Welcome to my Data Preprocessing Project
This repository demonstrates core data preprocessing techniques in Python using Pandas, NumPy, and basic Python — all done manually without relying on any pre-built functions or libraries like get_dummies or sklearn.
It's perfect for beginners who want to understand how encoding and imputation work under the hood.
Project Overview
Data preprocessing is a crucial step in any Machine Learning pipeline. It ensures that the dataset is clean, consistent, and ready for modelling.
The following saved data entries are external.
PR #297, opened 2017-04-07
Bandwidth estimation and probing for bandwidth fixes

gpolitis:
This PR is required for https://github.com/jitsi/jitsi-videobridge/pull/446. For context on why this PR is necessary and what this PR tries to achieve, have a look at the JVB PR description.

### DIFF
--- a/src/org/jitsi/impl/neomedia/rtp/MediaStreamTrackDesc.java
+++ b/src/org/jitsi/impl/neomedia/rtp/MediaStreamTrackDesc.java
@@ -31,8 +31,11 @@ import org.jitsi.util.*;
 public class MediaStreamTrackDesc
 {
     /**
-     * The system property name that holds the minimum time (in millis) that is
-     * required for the media engine to generate a new key frame.
+     * The system property name that holds the maximum frequency (in millis) at
+     * which the media engine generates key frame.
+     *
+     * We take that into account to identify batches of key frames which helps
+     * us identify which simulcast flows are active/inactive.
      */
     public static final String MIN_KEY_FRAME_WAIT_MS_PNAME
         = "org.jitsi.impl.neomedia.rtp.MediaStreamTrackDesc" +
@@ -45,6 +48,18 @@ public class MediaStreamTrackDesc
     public static final String SUSPENSION_THRESHOLD_MS_PNAME
         = "org.jitsi.impl.neomedia.rtp.MediaStreamTrackDesc" +
             ".SUSPENSION_THRESHOLD_MS";
+
+    /**
+     * The default maximum frequency (in millis) at which the media engine
+     * generates key frame.
+     */
+    private static final int MIN_KEY_FRAME_WAIT_MS_DEFAULT = 300;
+
+    /**
+     * The default maximum time interval (in millis) an encoding can be
+     * considered active without new frames.
+     */
+    private static final int SUSPENSION_THRESHOLD_MS_DEFAULT = 600;
 
     /**
      * The {@link Logger} used by the {@link MediaStreamTrackDesc} class and its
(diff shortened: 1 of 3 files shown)


src/org/jitsi/impl/neomedia/rtp/MediaStreamTrackDesc.java
```diff
@@ -29,23 +31,47 @@
 public class MediaStreamTrackDesc
 {
     /**
+     * The system property name that holds the minimum time (in millis) that is
+     * required for the media engine to generate a new key frame.
```
bbaldino: `generate a new key frame`? does that mean request a key frame?

bbaldino: also, i assume the 'wait' here is from a previous keyframe request?  or is this a delay from when the user joins/stream is created?

src/org/jitsi/impl/neomedia/rtp/MediaStreamTrackDesc.java
```diff
@@ -29,23 +31,47 @@
...
+    private static final ConfigurationService
+        cfg = LibJitsi.getConfigurationService();
+
+    /**
      * The minimum time (in millis) that is required for the media engine to
      * generate a new key frame.
      */
-    private static final int MIN_KEY_FRAME_WAIT_MS = 300;
+    private static final int MIN_KEY_FRAME_WAIT_MS
+        = cfg != null ? cfg.getInt(MIN_KEY_FRAME_WAIT_MS_PNAME, 300) : 300;
```
bbaldino: why not do a static var for the default value as well?

src/org/jitsi/impl/neomedia/rtp/MediaStreamTrackDesc.java
```diff
@@ -29,23 +31,47 @@
...
 
     /**
      * The maximum time interval (in millis) an encoding can be considered
      * active without new frames.
      */
-    private static final int SUSPENSION_THRESHOLD_MS = 600;
+    public static final int SUSPENSION_THRESHOLD_MS
+        = cfg != null ? cfg.getInt(SUSPENSION_THRESHOLD_MS_PNAME, 600) : 600;
```
bbaldino: same as above

src/org/jitsi/impl/neomedia/rtp/RTPEncodingDesc.java
```diff
@@ -234,8 +240,8 @@ public RTPEncodingDesc(
      */
     private static void applyFrameBoundsHeuristics(FrameDesc a, FrameDesc b)
     {
-        int end = a.getEnd(), start = b.getStart();
-        if (end != -1 && start != -1)
+        int aEnd = a.getEnd(), bStart = b.getStart();
```
bbaldino: do these represent timestamps?

src/org/jitsi/impl/neomedia/rtp/RTPEncodingDesc.java
```diff
@@ -347,6 +358,37 @@ public boolean isActive()
...
+    {
+        if (active && performTimeoutCheck)
+        {
+            if (lastReceivedFrame == null)
+            {
+                return false;
+            }
+            else
+            {
+                long silentIntervalMs
```
bbaldino: 'silent' here is referring to no video packets received?  might be a bit confusing with 'audio silence'.  `timeSinceLastReceivedFrameMs` maybe?

src/org/jitsi/impl/neomedia/rtp/MediaStreamTrackDesc.java
gpolitis: The max frequency that the webrtc engine generates a key frame is 300 ms. We take that into account to identify batches of key frames which helps us identify which simulcast flows are active/inactive.

src/org/jitsi/impl/neomedia/rtp/RTPEncodingDesc.java
gpolitis: Those are sequence numbers.

src/org/jitsi/impl/neomedia/rtp/MediaStreamTrackDesc.java
gpolitis: MAX_KEY_FRAME_FREQ_MS?

bbaldino: ah i see.  so the client-side stack won't generate them more frequently than that, so we don't bother requesting.  i think it's worth documenting that, especially since that's technically chrome-specific, right?  i think the variable name is ok as is, just updating the comment a bit to clarify.  i was just confused by 'generate' since we don't generate key frames here, just request them.

src/org/jitsi/impl/neomedia/rtp/RTPEncodingDesc.java
bbaldino: gotcha...i see this was existing, but having the unit in there might help? i.e. `aEnd` -> `aLastSeqNum` or something.  just a thought

PR #298, opened 2017-04-17
fix: Fixes the length of the abs-send-time extension

bgrozev:
added to packets which don't already have an extension.

### DIFF
--- a/src/org/jitsi/impl/neomedia/transform/AbsSendTimeEngine.java
+++ b/src/org/jitsi/impl/neomedia/transform/AbsSendTimeEngine.java
@@ -68,7 +68,7 @@ public class AbsSendTimeEngine
                 = pkt.getHeaderExtension((byte) extensionID);
             if (ext == null)
             {
-                ext = pkt.addExtension((byte) extensionID, 2);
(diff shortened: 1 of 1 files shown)


src/org/jitsi/impl/neomedia/transform/AbsSendTimeEngine.java
```diff
@@ -68,7 +68,7 @@ public RawPacket transform(RawPacket pkt)
                 = pkt.getHeaderExtension((byte) extensionID);
             if (ext == null)
             {
-                ext = pkt.addExtension((byte) extensionID, 2);
+                ext = pkt.addExtension((byte) extensionID, 3);
```
bbaldino: worth adding a constant for what this number represents?

bgrozev: Added

bbaldino:
👍 will merge when tests are done

bgrozev:
@gp, thank you for reporting this! Do you need this included in jitsi-videobridge master right away?

gpolitis:
@bgrozev not right away, but it would be nice to have it for tomorrows standup

PR #299, opened 2017-04-20
Fix framemarking

bgrozev:


saghul:
🚔 🚔 🚔  Fix what exactly? :-)

bgrozev:
Uses framemarking, if it is available, to determine start and end of frames (as opposed to inspecting the payload (and M-bit)). Noted that I should include this in the commit/PR message.

murillo128:
https://tools.ietf.org/html/draft-ietf-avtext-framemarking-04

This is helpful for SFUs to avoid parsing the payload and a must-have if payload is encrypted as in PERC

Framemarking was partially implemented as only IFRAME was checked using the header extensions but start/end check was still done on payload

PR #301, opened 2017-04-25
feat: Adds methods for VP8 PLD fields manipulation.

gpolitis:


src/org/jitsi/impl/neomedia/codec/video/vp8/DePacketizer.java
```diff
@@ -542,20 +542,91 @@ public static int getSize(byte[] input, int offset)
...
+         * @param off the offset in the byte buffer where the VP8 payload
+         * starts.
+         * @param len the length of the VP8 payload in the byte buffer.
+         * @return true if the VP8 payload contains a KEYIDX, false
+         * otherwise.
+         */
+        public static boolean hasKEYIDX(byte[] buf, int off, int len)
+        {
+            return (buf[off] & X_BIT) != 0
+                && ((buf[off + 1] & T_BIT) != 0 || (buf[off + 1] & K_BIT) != 0);
```
bgrozev: According to the spec "If T (above) is set to 1 but K is set to 0, the TID/Y/KEYIDX octet MUST be present, but the KEYIDX field MUST be ignored."

src/org/jitsi/impl/neomedia/codec/video/vp8/DePacketizer.java
```diff
@@ -542,20 +542,91 @@ public static int getSize(byte[] input, int offset)
...
+         * otherwise.
+         */
+        public static boolean hasPictureId(byte[] buf, int off, int len)
+        {
+            if (!isValid(buf, off))
+                return false;
+
+            if ((buf[off] & X_BIT) == 0
+                || (buf[off+1] & I_BIT) == 0)
+                return false;
```
bgrozev: I would simplify to "return isValid(buf,off) && (buf[off] & X_BIT != 0) && (buf[off+1] & I_BIT) != 0)"

src/org/jitsi/impl/neomedia/codec/video/vp8/DePacketizer.java
```diff
@@ -542,20 +542,91 @@ public static int getSize(byte[] input, int offset)
...
+         * @param buf the byte buffer that contains the VP8 payload.
+         * @param off the offset in the byte buffer where the VP8 payload
+         * starts.
+         * @param len the length of the VP8 payload in the byte buffer.
+         * @return true if the VP8 payload contains a TL0PICIDX, false
+         * otherwise.
+         */
+        public static boolean hasTL0PICIDX(byte[] buf, int off, int len)
+        {
+            return (buf[off] & X_BIT) != 0 && (buf[off+1] & L_BIT) != 0;
```
bgrozev: Why is the isValid() check missing only from this method?

src/org/jitsi/impl/neomedia/codec/video/vp8/DePacketizer.java
```diff
@@ -566,6 +637,60 @@ private static int getPictureId(byte[] input, int offset)
...
+            }
+
+            buf[off + 2] = (byte) (0x80 | (val >> 8) & 0x7F);
+            buf[off + 3] = (byte) (val & 0xFF);
+
+            return true;
+        }
+
+        /**
+         * Sets the TL0PICIDX field for the VP8 payload specified in the
```
bgrozev: Nit pick: its a VP8 Payload Descriptor, not the payload itself.

src/org/jitsi/impl/neomedia/codec/video/vp8/DePacketizer.java
```diff
@@ -566,6 +637,60 @@ private static int getPictureId(byte[] input, int offset)
...
+            }
+
+            int sz = getSize(buf, off);
+            if (hasKEYIDX(buf, off, len))
+            {
+                buf[off + sz - 2] = (byte) val;
+            }
+            else
+            {
+                buf[off + sz - 1] = (byte) val;
```
bgrozev: In light of the comment above about KEYIDX, I would change this find the offset based on the presence (and length) of PictureID

bgrozev:
Something related, although not introduced with this PR: getTemporalLayerIndex() returns  "(buf[off + sz - 1] & 0xc0) >> 6". According to RFC7741 the TID field is 3 bits long, so this should be "&0xe0 >> 5"

src/org/jitsi/impl/neomedia/codec/video/vp8/DePacketizer.java
gpolitis: isValid is a dummy method, it doesn't do anything unfortunately :(

bgrozev:
> Something related, although not introduced with this PR: getTemporalLayerIndex() returns "(buf[off + sz - 1] & 0xc0) >> 6". According to RFC7741 the TID field is 3 bits long, so this should be "&0xe0 >> 5

Disregard this, I misread the spec.

PR #308, opened 2017-05-18
feat: Adds a frame rate field to the RTP encoding.

gpolitis:


src/org/jitsi/impl/neomedia/rtp/RTPEncodingDesc.java
```diff
@@ -83,11 +88,18 @@
...
+     * The max height of the bitstream that this instance represents. The actual
+     * height may be less due to bad network or system load.
      */
     private final int height;
 
     /**
+     * The max frame rate of the bitstream that this instance represents. The
+     * actual frame rate may be less due to bad network or system load.
+     */
+    private final double frameRate;
```
bgrozev: Can you please add a note on what the units are (frames per second?)?

PR #320, opened 2017-06-12
feat: Disable RTCP termination for 1:1 calls.

gpolitis:


bbaldino:
what's the win like for doing this?

gpolitis:
The sender adapts to the end-to-end link, and not the sender-bridge link.

bbaldino:
seems like that wouldn't be very valuable unless we disabled simulcast, too--are we doing that?

gpolitis:
That would be the right thing to do, but we cannot easily disable simulcast and then re-enable it because of this Chrome bug https://bugs.chromium.org/p/webrtc/issues/detail?id=7555.

bbaldino:
but if we can't disable simulcast, does disabling rtcp termination help much?

gpolitis:
why wouldn't it help? if the receiver is sitting on a poor link, what's the benefit of the sender sending at high bitrate?

bbaldino:
but won't it already just use the existing logic to forward a lower simulcast layer?  i guess this allows for more granular bitrate changes than jumping layers, i was just wondering if the new code paths introduced were worth the tradeoff.

gpolitis:
I lost you. Could you please help me understand your question?

gpolitis:
Actually this won't work at all because of adaptivity and bandwidth probing.

PR #326, opened 2017-06-16
Fix FrameMarking isKeyframe

murillo128:
Bit operation was wrong, all frames were marked as I frames (S bit set) 

cc/ @bgrozev


bgrozev:
Good catch, thanks!

murillo128:
BTW, I am preparing another PR for using framemarking for retrieving VP8 getTemporalId which is still looking at the media data

PR #327, opened 2017-06-16
Fix RED packets with a single block length

murillo128:
When the RED packet contains a single block, we just get the PT and remove the first byte from the buffer.

The length was being calculated wrongly and it was negative. The check is also removed as it is redundant as if buffer.length > off + len then buffer.length  > (off+1) + (len -1)

cc/ @bgrozev


bgrozev:
Jenkins add to whitelist

bgrozev:
LGTM, @gpolitis can you also take a look? I wonder if we should also check for length >= 1 before reading the blockPT byte.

In this project, we focus on three main techniques:
-
Ordinal Encoding
- Converting categorical data with natural order (like education levels) into numbers.
- Example:
12th Pass = 1,Graduate = 2,Post-Graduate = 3.
-
One Hot Encoding
- Converting categorical data with no specific order into separate binary columns (0/1).
- Example: Cities like Delhi, Mumbai, Bangalore →
City_Delhi,City_Mumbai,City_Bangalore.
-
Imputation (Mean)
- Handling missing values (
NaN) by replacing them with the mean of the column. - Ensures there are no gaps in the dataset for numerical analysis.
- Handling missing values (
Dataset :
| ID | Name | City | Education | Experience (Years) | Salary (₹) |
|---|---|---|---|---|---|
| 1 | Amit | Delhi | Graduate | 2 | 32000 |
| 2 | Riya | Mumbai | Post-Graduate | 5 | 54000 |
| 3 | Sam | Delhi | 12th Pass | NaN | 25000 |
| 4 | John | Bangalore | Graduate | 3 | NaN |
| 5 | Neha | Mumbai | Post-Graduate | 4 | 58000 |
| 6 | Arjun | Delhi | 12th Pass | 1 | NaN |
| 7 | Priya | Bangalore | Graduate | NaN | 41000 |
Techniques Implemented
- Ordinal Encoding → Mapping education levels to numeric values using basic Python.
- One Hot Encoding → Creating city dummy columns using loops.
- Mean Imputation → Filling missing values using manually calculated means.